PR #3957, opened 2020-10-14
Replace all simple nqp::if(42,foo,bar) with ternaries

lizmat:
If memory serves me well, about 1.5 years ago, optimizations in
Rakudo made the construct:

   42 ?? foo !! bar

equally fast as the nqp equivalent:

  nqp::if(42,foo,bar)

This commit converts all of the simple nqp::if() structures in the
core.c setting to their ternary equivalents.

- binary size of CORE.c.setting.moarvm file is unchanged (almost)
- speed should be on par with the nqp::if() equivalents
- readability of the core setting should be improved.

make test and make spectest clean.


AlexDaniel (approved):
Last time I checked there was still a consistent difference, even if minor. Maybe that's no longer true. Either way I find the readability improvement much more important. Looked through the changes and didn't find any accidental mistakes. Great work!

src/core.c/BagHash.pm6
```diff
@@ -149,7 +145,7 @@ my class BagHash does Baggy {
                 nqp::if(
                   nqp::existskey(elems,$key),
                   nqp::getattr(nqp::atkey(elems,$key),Pair,'$!value'),
-                  0
+                  # 0 the value of existskey if the key doesn't exist
```
AlexDaniel, line 148: Ah btw I don't know if this change was intended to be here.

lizmat: It is...   to make it similar to the approach for Bag.AT-KEY

AlexDaniel: OK! Just looked different in an otherwise repetitive diff, so made me wonder.

PR #3960, opened 2020-10-15
[RakuAST] (:!foo).IMPL-INTERPRET should have a False value

b2gills:
It seems like the code for `RakuAST::ColonPair::True.IMPL-INTERPRET()` was copied to `RakuAST::ColonPair::False` but without the proper alteration.


lizmat:
Looks like a good catch.  I guess we need more tests!   :-)

lizmat (approved):

PR #3962, opened 2020-10-16
Fix NativeCall/C++ to allow double instantiation

mid1221213:
The test of the arguments concreteness using the Op
<isconcrete> instead of <isconcrete_nd> was preventing
the instantiation more than once of the same class
using the following code:

my Class $i .= new;
my Class $j .= new;

The second line, without this commit, fails with the wrong
message: « Native call expected argument 1 with CPPStruct
representation, but got a P6opaque (Scalar) »

This commit possibly fixes other issues related to
argument passing to native calls.


niner:
Thanks a lot!

PR #4743, opened 2022-01-29
Fix method put failing on junctions

### LINKED ISSUE #4742: put method fails to print junctions
## The Problem

`put` as a method call results in an error when taking a Junction.

## Expected Behavior
```raku
(1|2).put;
put 1|2:;
(1|2).&put;
put 1|2;
```
All of the above should be identical, outputting `1` and `2` on separate lines.

## Actual Behavior
The first two lines result in 
```
This type cannot unbox to a native string: P6opaque, Junction
```
However the next two work fine. Interesting that `.&` works even though it supposedly "calls ... with method syntax", though perhaps this is special cased differently?

## Steps to Reproduce
``` raku -e "put 1|2:"```

## Environment
```
Welcome to Rakudo v2021.12.
Implementing the Raku Programming Language v6.d.
Built on MoarVM version 2021.12.
```

A note that this is a regression, since this same code at least worked in 2018.12

vrurg:
Resolves #4742. Aside of plain throwing `(1|2).put` also fix recursive cases when a junction is an eigenstate of another junction.

### DIFF
--- a/src/core.c/Junction.pm6
+++ b/src/core.c/Junction.pm6
@@ -284,6 +284,10 @@ my class Junction { # declared in BOOTSTRAP
         $!type ~ '(' ~ nqp::join(', ',$rakus) ~ ')'
     }
 
+    multi method put() {
+        self.THREAD: { .put }
+    }
+
     method CALL-ME(|c) {
         my \storage     := nqp::getattr(self, Junction, '$!eigenstates');
         my int $elems    = nqp::elems(storage);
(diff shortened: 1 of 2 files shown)


lizmat:
What's so special about `put`?   What not also `say` and `print` ?

vrurg:
Because `say` and `note` do `gist` and it doesn't autothread. `print` works because it falls back to `$*OUT.print`which just autothreads.

But `put` is about `Str` and it uses `nqp::concat`. So, `nqp::concat` fails when it gets a `Junction` instance from `.Str`.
————————
> _Exercise objective_
Using the records above, report each line with the string "method".

> _Answer to this problem_
Fix method put failing on junctions
### LINKED ISSUE #4742: put method fails to print junctions
`put` as a method call results in an error when taking a Junction.
However the next two work fine. Interesting that `.&` works even though it supposedly "calls ... with method syntax", though perhaps this is special cased differently?
+    multi method put() {
     method CALL-ME(|c) {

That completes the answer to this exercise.